Your Mobility Work Isn’t Just Stretching
I used to think mobility was just something you did to avoid injury. Roll out your tight spots, stretch a bit, move on. But quality mobility work is actually performance enhancing.
Spend 15 to 20 minutes every day working on your weak spots. For me, it’s ankles and thoracic spine. Limited ankle mobility was killing my squat depth and front rack position. Poor thoracic mobility was affecting my overhead movements.
Since I started being more intentional about mobility, not only do movements feel better, but I’m also able to get into better positions under load. Better positions mean more efficient movement and better performance.
This doesn’t have to be complicated. Pick two or three areas that limit you and work on them consistently. Results come from regular attention, not from occasional hour long sessions.
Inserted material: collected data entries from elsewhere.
PR #327, opened 2019-08-22
clarifying note about Z=None

### LINKED ISSUE #321: Remove None for Z in trait_regression
In ``trait_regression`` we currently have 
```python
       if Z is None:
            Z = np.ones((self.num_samples, 1))
        else:
            tZ = np.column_stack([Z, np.ones((Z.shape[0], 1))])
            if np.linalg.matrix_rank(tZ) == tZ.shape[1]:
                Z = tZ
```

but Z is not assigned a default value in the signature, and this behaviour on None isn't documented.

I suggest we remove the ``Z is None`` branch for now and revisit (maybe we'll want to do something with dimensions in the default case). What do you think @petrelharp?

petrelharp:
Closes #321. This has only changed the code by setting the default to `Z=None`.

### DIFF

Stress Management Is Part of Training
This is the one nobody talks about but everyone needs to hear. Your body doesn’t distinguish between workout stress and life stress. It all triggers the same cortisol response. If you’re stressed at work, not sleeping well, and then hammering yourself in the gym six days a week, you’re just piling stress on top of stress.
I learned this the hard way when I was going through a stressful period at work while maintaining my regular training schedule. I got sick three times in two months, my lifts went backward, and I felt constantly run down.
Your training volume needs to match your total life stress. During high stress periods, you might need to pull back a bit in the gym. That’s not weakness. That’s smart training.
Build in actual recovery practices. Take walks. Do breathing exercises. Get a massage. Have days where you do something easy and enjoyable instead of grinding through another hard workout.
You Need Regular Blood Work
This is something I wish I’d done years earlier. Getting comprehensive blood work can reveal issues you’d never know about otherwise. Thyroid problems, vitamin deficiencies, hormone imbalances, inflammation markers. All of these affect your performance and recovery.
I finally got full panels done and discovered my iron was low and my vitamin D was in the basement. Both of those directly impact energy and recovery. Fixing them made me feel like a different person.
Talk to your doctor about getting tested for the markers that matter for athletes. Testosterone, thyroid function, vitamin D, iron, B vitamins, and inflammation markers are all worth checking.
The Bottom Line on Health and Performance
You can’t out train a broken foundation. All the programming and coaching in the world won’t help if your sleep is garbage, your nutrition is off, or you have underlying health issues you’re ignoring.
Take an honest look at these areas. Not the version where you tell yourself everything is fine, but a real assessment. Track your metrics. Get tested. Address the gaps.
Your performance in the gym is a reflection of your overall health. When you take care of the stuff outside the gym, the stuff inside the gym takes care of itself. I promise you, fixing these unsexy foundational pieces will do more for your CrossFit performance than any new program or technique ever will.